Irene cerró los ojos. En su mente resonó: *”Tengo cuarenta y cinco. Ya casi soy abuela. Y ahora…”* Exhaló, sintiendo las lágrimas rodar por sus mejillas.

—¿Qué opciones? —Irene se levantó de golpe, apretando el bolso hasta que la correa le marcó la palma. Su voz temblaba, pero no de miedo, sino de rabia—. ¿Me está sugiriendo que… lo elimine?

El médico se recostó en la silla, como si hubiera retrocedido ante su tono.

—Solo debo informarle todas las posibilidades —murmuró, hojeando su expediente—. Riesgos médicos, complicaciones por la edad…

—¡Mi hijo no es un “riesgo médico”! —Irene abrió bruscamente el armario donde colgaba su abrigo—. Mejor busco otro médico. Alguien que no vea esto como… un error.

Sus cejas se alzaron, pero solo le extendió una hoja con los análisis.

—Como quiera. Pero llévese las vitaminas, al menos para…

—Gracias —arrojó el papel al bolso sin mirarlo—. Prefiero mis veinticinco años de espera a sus pastillas.

La puerta se cerró con un chasquido tan fuerte que las enfermeras del pasillo se sobresaltaron.

El móvil se descargó justo cuando marcaba el número de su marido. *”Simbólico”*, pensó con amargura, mirando la pantalla en negro.

*”Nuestras bodas de plata son en un mes… y ahora esto. ¿Cómo se lo digo?”*

Cerró los ojos, recordando esos años de intentos: hospitales, viajes al balneario de *Pinar del Río*, donde el aire olía a resina y esperanza, incluso aquella absurda visita a una curandera sorda en las afueras de Toledo.

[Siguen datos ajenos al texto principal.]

PR #332, opened 2015-08-14
Added organization support for participant list

jsopakar:
Participant index now supports organization too, list only student/courses for the organization, if it's given in path.

So /org/hy/participants/ should work now. This was needed from some external scoring system, asked by @josalmi

### DIFF
--- a/app/models/user.rb
+++ b/app/models/user.rb
@@ -35,6 +35,13 @@ class User < ActiveRecord::Base
       .group('users.id')
   end
 
+  # TODO: Later after enrollment has implemented, this should use it instead
+  def self.organization_students(organization)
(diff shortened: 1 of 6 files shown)


app/models/user.rb
```diff
@@ -35,6 +35,13 @@ def self.course_students(course)
       .group('users.id')
   end
 
+  # TODO: Later after enrollment has implemented, this should use it instead
+  def self.organization_students(organization)
+    joins(awarded_points: :course)
+      .where(courses: { organization_id: organization.id })
+      .group('users.id')
```
jamox: can the group be done like where... (no quotes...)

PR #333, opened 2015-08-17
Email verification

Termanty:
Email verification for new and old users.

### DIFF
--- a/app/views/email_confirmation_mailer/confirmation_link_email.text.erb
+++ b/app/views/email_confirmation_mailer/confirmation_link_email.text.erb
@@ -1,0 +1,5 @@
+Hi <%= @user.username %>,
+
+To confirm your email address click the URL below. After confirmation you can sign in.
+
+<a href="<%= @url %>"><%= @url %></a>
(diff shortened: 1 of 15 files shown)


app/views/email_confirmation_mailer/confirmation_link_email.text.erb
```diff
@@ -0,0 +1,5 @@
+Hi <%= @user.username %>,
+
+To confirm your email address click the URL below. After confirmation you can sign in.
+
+<a href="<%= @url %>"><%= @url %></a>
```
jamox: It probably should be just plain text here

db/migrate/20150812094445_add_email_confirmed_at_to_user.rb
```diff
@@ -0,0 +1,6 @@
+class AddEmailConfirmedAtToUser < ActiveRecord::Migration
+  def change
+    add_column :users, :email_confirmed_at, :date
+    add_column :users, :confirm_token, :string
```
jamox: Maybe we should do it more like with the password `password_reset_keys` (or use the same table)

PR #334, opened 2015-08-18
Action token

Termanty:
This PR changes PasswordResetKey to more generic ActionToken, which can be used in email confirmation and possibly with course enrollments.


jamox:
LGTM, nice work!

PR #1182, opened 2024-04-08
Create parent directories before writing files

### LINKED ISSUE #1027: `--keep-intermediates` breaks for tex files in subdirectories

La vieja, mascando raíces, gruñó: *”El niño llegará cuando dejen de esperar”*. Ella y Sergio se rieron en el coche… y ahora…

—Dios mío —de pronto, Irene rio entre lágrimas, presionando las manos sobre su vientre—. ¡Y ya habíamos comprado los billetes para Grecia!

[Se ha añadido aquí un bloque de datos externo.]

PR #1234, opened 2024-11-14
Use baseline cross instead of old, custom variant

CraftSpider:


CraftSpider:
It works! Once I drop the debug commits and squash it together, we'll be able to just use normal `cross`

Por los altavoces anunciaban las normas de visita. En algún lugar, un grifo goteaba. Y en su pecho, junto al miedo olvidado, algo cálido y salvaje latía con fuerza.

*”Sergio… se volverá loco de felicidad.”* Se ajustó el abrigo y salió decidida.

*”Necesito cargar el móvil. Y comprar un test. Diez. Y también…”*

Sus pensamientos se enredaban, pero uno brillaba con claridad: *¡esto es un milagro!*

Y los pronósticos médicos podían quedarse donde pertenecían.

Los días siguientes fueron un sueño dulce. Hasta que una mañana, ante el espejo, Sergio entró con un ramo de claveles blancos.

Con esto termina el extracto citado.